╭─ Information given
PR #1081, opened 2026-05-11
Proper setting of client SDK

stephen-derosa:
### PR description

Report the corect client fclient_info_sdk_for_name

### Breaking changes

I dont believe there are breaking changes

### Testing

Unit tests inline

### DIFF
--- a/.changeset/draft_proper_floating_up_of_version.md
+++ b/.changeset/draft_proper_floating_up_of_version.md
@@ -1,0 +1,7 @@
+---
+livekit-api: patch
+livekit: patch
+livekit-ffi: patch
+---
+
+Draft: proper floating up of version - #1081 (@stephen-derosa)
--- a/.changeset/draft_proper_floating_up_of_version.md
+++ b/.changeset/draft_proper_floating_up_of_version.md
@@ -1,7 +1,5 @@
 ---
 livekit-api: patch
-livekit: patch
-livekit-ffi: patch
 ---
 
-Draft: proper floating up of version - #1081 (@stephen-derosa)
+Proper client SDK - #1081 (@stephen-derosa)
--- a/livekit-api/src/signal_client/mod.rs
+++ b/livekit-api/src/signal_client/mod.rs
@@ -641,6 +641,26 @@ fn is_pass_through(signal: &proto::signal_request::Message) -> bool {
     )
 }
 
+fn client_info_sdk_for_name(sdk: &str) -> proto::client_info::Sdk {
+    match sdk.trim().to_ascii_lowercase().as_str() {
+        "js" => proto::client_info::Sdk::Js,
+        "swift" => proto::client_info::Sdk::Swift,
+        "android" => proto::client_info::Sdk::Android,
+        "flutter" => proto::client_info::Sdk::Flutter,
+        "go" => proto::client_info::Sdk::Go,
+        "unity" => proto::client_info::Sdk::Unity,
+        "react_native" | "react-native" | "reactnative" => proto::client_info::Sdk::ReactNative,
+        "rust" => proto::client_info::Sdk::Rust,
+        "python" => proto::client_info::Sdk::Python,
+        "cpp" | "c++" => proto::client_info::Sdk::Cpp,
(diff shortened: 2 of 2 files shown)


livekit-api/src/signal_client/mod.rs
```diff
@@ -641,6 +641,26 @@ fn is_pass_through(signal: &proto::signal_request::Message) -> bool {
...
+        "unity" => proto::client_info::Sdk::Unity,
+        "react_native" | "react-native" | "reactnative" => proto::client_info::Sdk::ReactNative,
+        "rust" => proto::client_info::Sdk::Rust,
+        "python" => proto::client_info::Sdk::Python,
+        "cpp" | "c++" => proto::client_info::Sdk::Cpp,
+        "unity_web" | "unity-web" | "unityweb" => proto::client_info::Sdk::UnityWeb,
+        "node" => proto::client_info::Sdk::Node,
+        "unreal" => proto::client_info::Sdk::Unreal,
+        "esp32" => proto::client_info::Sdk::Esp32,
+        _ => proto::client_info::Sdk::Unknown,
```
ladvoc: suggestion: It might be a good idea to log a warning on `_ =>` for visibility.

livekit-api/src/signal_client/mod.rs
```diff
@@ -641,6 +641,26 @@ fn is_pass_through(signal: &proto::signal_request::Message) -> bool {
...
 
+fn client_info_sdk_for_name(sdk: &str) -> proto::client_info::Sdk {
+    match sdk.trim().to_ascii_lowercase().as_str() {
+        "js" => proto::client_info::Sdk::Js,
+        "swift" => proto::client_info::Sdk::Swift,
+        "android" => proto::client_info::Sdk::Android,
+        "flutter" => proto::client_info::Sdk::Flutter,
+        "go" => proto::client_info::Sdk::Go,
+        "unity" => proto::client_info::Sdk::Unity,
+        "react_native" | "react-native" | "reactnative" => proto::client_info::Sdk::ReactNative,
```
ladvoc: suggestion: I would just match against the ["canonical" string](https://github.com/livekit/livekit/blob/ab7fdeab7c1a95f6e9a92469ee73771201b1e4d0/pkg/service/utils.go#L153) the SFU checks for when this is provided via URL parameter (for non-single peer connection).

ladvoc (approved):

ladvoc (approved):

.changeset/draft_proper_floating_up_of_version.md
```diff
@@ -0,0 +1,7 @@
+---
+livekit-api: patch
+livekit: patch
+livekit-ffi: patch
```
xianshijing-lk: I only see changes touching the livekit-api, but not other two crates

livekit-api/src/signal_client/mod.rs
xianshijing-lk: how about C# ? do we have something like proto::client_info::Sdk::CSharp ?

livekit-api/src/signal_client/mod.rs
```diff
@@ -862,6 +882,28 @@ async fn get_reconnect_response(
...
     use super::*;
 
+    fn signal_options_for_cpp(version: &str) -> SignalOptions {
+        let mut options = SignalOptions::default();
+        options.sdk_options.sdk = "cpp".to_string();
+        options.sdk_options.sdk_version = Some(version.to_string());
+        options
+    }
+
+    fn decode_join_request_param(param: &str) -> proto::JoinRequest {
```
xianshijing-lk: is this function used by test only ? any way to be more explicit if that is the case ?

xianshijing-lk (approved):
some comments, lgtm after addressing them

livekit-api/src/signal_client/mod.rs
ladvoc: Currently that is covered by `proto::client_info::Sdk::Unity`.

livekit-api/src/signal_client/mod.rs
stephen-derosa: updated the name to `decode_join_request_param_for_test`

PR #1092, opened 2026-05-14
Reword audio filter logs to be less confusing

1egoman:
This log can occur in potentially multiple cases, and it's not super clear exactly all of them. So, increase the log verbosity of the `debug!` log to `warn!`, and make the main message a little less definitively communicate "connecting to livekit cloud is the problem".


ladvoc (approved):
LGTM ✅

PR #1096, opened 2026-05-15
Always emit Disconnected on engine close

MaxHeimbrock:
## Summary

`RtcEngineInner::close` only emitted `EngineEvent::Disconnected` from inside the `if let Some(engine_task)` block. Each failed `try_restart_connection` calls `running_handle.engine_task.take()` and does not restore it on error, so after the reconnect loop exhausts all attempts and calls `close(UnknownReason)`, `engine_task` is already `None` and the disconnect event is never sent. The room task never runs `handle_disconnected`, the connection state stays at Reconnecting, and `RoomEvent::Disconnected` is never dispatched — consumers see the room appear permanently stuck in reconnect after a network outage.

## Repro
Use Unity SDK Meet sample and lock the screen. Android will remove network access to the app and it will try 10 reconnects, until it fails eventually. In browser I can observe the Android participant being removed.
Unlock Android phone again and without the fix, I did not receive a Room.OnDisconnected event, the state is still `Reconnecting` and not disconnected.

## Changes

Move the emit outside the if-let so the event always fires on close. Duplicates are absorbed by `update_connection_state` on the room side.

### DIFF
--- a/livekit/src/rtc_engine/mod.rs
+++ b/livekit/src/rtc_engine/mod.rs
@@ -664,8 +664,13 @@ impl EngineInner {
             session.close(reason).await;
             let _ = close_tx.send(());
             let _ = engine_task.await;
-            let _ = self.engine_tx.send(EngineEvent::Disconnected { reason });
         }
+
+        // Always emit Disconnected, even when the engine_task was already taken by a
+        // prior failed `try_restart_connection`. Without this, a reconnect cycle that
+        // exhausts all attempts leaves the room stuck in Reconnecting forever because
+        // the room's task never sees the event that drives `handle_disconnected`.
+        let _ = self.engine_tx.send(EngineEvent::Disconnected { reason });
     }
 
     /// When waiting for reconnection, it ensures we're always using the latest session.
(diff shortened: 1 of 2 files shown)


livekit/src/rtc_engine/mod.rs
```diff
@@ -680,8 +664,13 @@ impl EngineInner {
...
             let _ = close_tx.send(());
             let _ = engine_task.await;
-            let _ = self.engine_tx.send(EngineEvent::Disconnected { reason });
         }
+
+        // Always emit Disconnected, even when the engine_task was already taken by a
+        // prior failed `try_restart_connection`. Without this, a reconnect cycle that
+        // exhausts all attempts leaves the room stuck in Reconnecting forever because
+        // the room's task never sees the event that drives `handle_disconnected`.
+        let _ = self.engine_tx.send(EngineEvent::Disconnected { reason });
```
xianshijing-lk, line 673: any chance that there could be duplicated disconnected events ? 

what will happen if close() is called multiple times ?

ladvoc (approved):
LGTM ✅

xianshijing-lk (approved):

xianshijing-lk:
I'm OK with this quick fix for now, but we should review the connection state machine more carefully.

MaxHeimbrock:
> I'm OK with this quick fix for now, but we should review the connection state machine more carefully.

Lets do that, saw your post on Slack and I also think this is the right way if we can spend the time.

PR #1097, opened 2026-05-15
change the sample rate and num of channel optional in the proto

xianshijing-lk:
### Before you submit your PR

### PR description

change the sample rate and num of channel optional in the proto
Those fileds are not needed by the PlatformAudio source

### Breaking changes

No
### MSRV

N/A

### Testing

CI

### Async

N/A

### DIFF
--- a/.changeset/optional_audio_source_params.md
+++ b/.changeset/optional_audio_source_params.md
@@ -1,5 +1,5 @@
 ---
-livekit-ffi: patch
+livekit-ffi: minor
 ---
 
 Make `sample_rate` and `num_channels` optional in `NewAudioSourceRequest`.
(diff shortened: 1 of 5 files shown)


.changeset/optional_audio_source_params.md
```diff
@@ -0,0 +1,7 @@
+---
+livekit-ffi: patch
```
ladvoc: nitpick: We haven't been following semver consistently for _livekit-ffi_, but we should probably make this a minor bump just so it is clear to FFI client maintainers this is a breaking change.

ladvoc (approved):
LGTM ✅

.changeset/optional_audio_source_params.md
xianshijing-lk: changing the proto field from required to optional is not a breaking change. 

and I think livekit-ffi is mostly consumed internally ?

xianshijing-lk: Done with changing it from patch to minor

PR #1098, opened 2026-05-17
webrtc-sys: don't panic when C++ hands us a malformed RtcError string

c-tonneslan:
Closes #944.

The unsafe `RtcError::from(&str)` wrapper was `.expect("malformed serialized RtcError")` on the inner `parse()` Option, which panicked the caller's task whenever C++ handed across a string that didn't match the fixed-width hex header. Per #944 that happens on participant disconnect / call end (empty `what()`).

Fall back to a generic `RtcErrorType::None` and put the raw input in `message` so the error still surfaces something useful instead of taking down the task.

Added a quick test covering the empty-string and non-hex cases that used to panic.

### DIFF
--- a/.changeset/fix_malformed_rtc_error_handling.md
+++ b/.changeset/fix_malformed_rtc_error_handling.md
@@ -1,0 +1,8 @@
+---
+webrtc-sys: patch
+libwebrtc: patch
+livekit: patch
+livekit-ffi: patch
+---
+
+# Fix malformed RTC error handling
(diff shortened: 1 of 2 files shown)


ladvoc:
Hi @c-tonneslan, this looks good to me! Please add a changeset at `.changeset/fix_malformed_rtc_error_handling.md`:
```yaml
---
‎webrtc-sys: patch
libwebrtc: patch
livekit: patch
livekit-ffi: patch
---

# Fix malformed RTC error handling
```
Then I will merge this.

ladvoc (approved):

PR #1099, opened 2026-05-17
fix: don't fire local_track_subscribed during reconnect

davidzhao:
During a full reconnect, the engine auto-resubscribes the republished local tracks under their new server-issued SIDs. Forwarding this event would race with the sid rekey driven by `LocalTrackRepublished` (different task, same dispatcher channel) and surface as a KeyError / already-resolved future on the binding side.

### DIFF
--- a/.changeset/fix_don_t_fire_local_track_subscribed_during_reconnect.md
+++ b/.changeset/fix_don_t_fire_local_track_subscribed_during_reconnect.md
@@ -1,0 +1,5 @@
+---
+livekit-ffi: patch
+---
+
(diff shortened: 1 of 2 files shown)


ladvoc (approved):
LGTM ✅

theomonnom:
For this fix, I'm wondering if it should be inside the rtc_engine vs inside the ffi?

davidzhao:
> For this fix, I'm wondering if it should be inside the rtc_engine vs inside the ffi?

what is this event used for by local clients? I know that FFI clients def don't need it.. because the handle is abstracted away locally.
╰─
- _Your assignment_: For every line above that includes the string "less", copy the line.

- _Exercise solution_:
Reword audio filter logs to be less confusing
This log can occur in potentially multiple cases, and it's not super clear exactly all of them. So, increase the log verbosity of the `debug!` log to `warn!`, and make the main message a little less definitively communicate "connecting to livekit cloud is the problem".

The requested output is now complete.